### WHAT TO PRODUCE:
Where a line of the listing below includes the word "PositionChannel", reproduce that line.

### ENTRIES SHOWN:
◆ ◆ ◆ ◆

PR #6346, opened 2020-04-17
docs: add liminoid.io to ecosystem list

hyphaebeast:


domoritz:
Thank you!

hyphaebeast:
🙏 I hope your CMU transition is going as well as it can during a global pandemic 🤞

domoritz:
Thank you. I'm a bit nervous about it but hopeful that things will be better by the fall.

PR #6358, opened 2020-04-19
refactor: use keyof typeof to reduce duplication

domoritz:
Merge after #6355
This pull request should reduce code duplication. I also replaced some strings with references to variables. More could be done but this is a start.


kanitw:
> Merge after #6357



#6357 is outdated and closed

domoritz:
Sorry, the right one is #6355

src/channel.ts
```diff
@@ -66,32 +66,36 @@ export const HREF: 'href' = 'href';
 
 export const URL: 'url' = 'url';
 
-export type PositionChannel = 'x' | 'y' | 'x2' | 'y2';
-
-const POSITION_CHANNEL_INDEX: Flag<PositionChannel> = {
+const POSITION_CHANNEL_INDEX = {
```
kanitw, line 69: FWIW, you declared 

```
const PositionScaleChannel = {
  x: 1,
  y: 1
} as const;
```

below, so perhaps we should be consistent.

src/compile/axis/properties.ts
```diff
@@ -2,7 +2,7 @@ import {Align, AxisOrient, Orient, ScaleType, SignalRef} from 'vega';
 import {isArray} from 'vega-util';
 import {Axis} from '../../axis';
 import {isBinned, isBinning} from '../../bin';
-import {PositionScaleChannel, X} from '../../channel';
+import {PositionScaleChannel, X, X2, Y, Y2} from '../../channel';
```
kanitw, line 5: Please either revert this file or rebase it to https://github.com/vega/vega-lite/pull/6312.

src/compile/facet.ts
```diff
@@ -245,7 +245,7 @@ export class FacetModel extends ModelWithField {
         as.push(`distinct_${field}`);
       }
     } else {
-      for (const channel of ['x', 'y'] as ScaleChannel[]) {
+      for (const channel of [X, Y] as ScaleChannel[]) {
```
kanitw, line 248: POSITION_SCALE_CHANNNELS?

src/compile/axis/properties.ts
kanitw: actually https://github.com/vega/vega-lite/pull/6372

src/channel.ts
domoritz: Let me fix the one below. I went back and forth between the two styles.

src/compile/axis/properties.ts
domoritz: Hopefully it's easy enough to resolve the conflicts here. I am happy to do the rebase if needed.

src/compile/facet.ts
domoritz: Done. I also replaced a few more places I found in the code.

domoritz:
I addressed your comments @kanitw

PR #6360, opened 2020-04-19
fix: always set axis/legend disable for correct merging

### LINKED ISSUE #6340: Conflicting axis property warning no longer raised and default behaviour has changed
Up to and including 4.10.1, Vega-lite was being charmingly forgiving of my poor spec, where I had different axis between layers and was mistakenly resolving as shared, giving me this warning and covering for my mistake by displaying the first axis.

```
WARN Conflicting axis property "disable" (false and true). Using false.
```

◆ ◆ ◆ ◆

### ANSWER SECTION:
-export type PositionChannel = 'x' | 'y' | 'x2' | 'y2';
-const POSITION_CHANNEL_INDEX: Flag<PositionChannel> = {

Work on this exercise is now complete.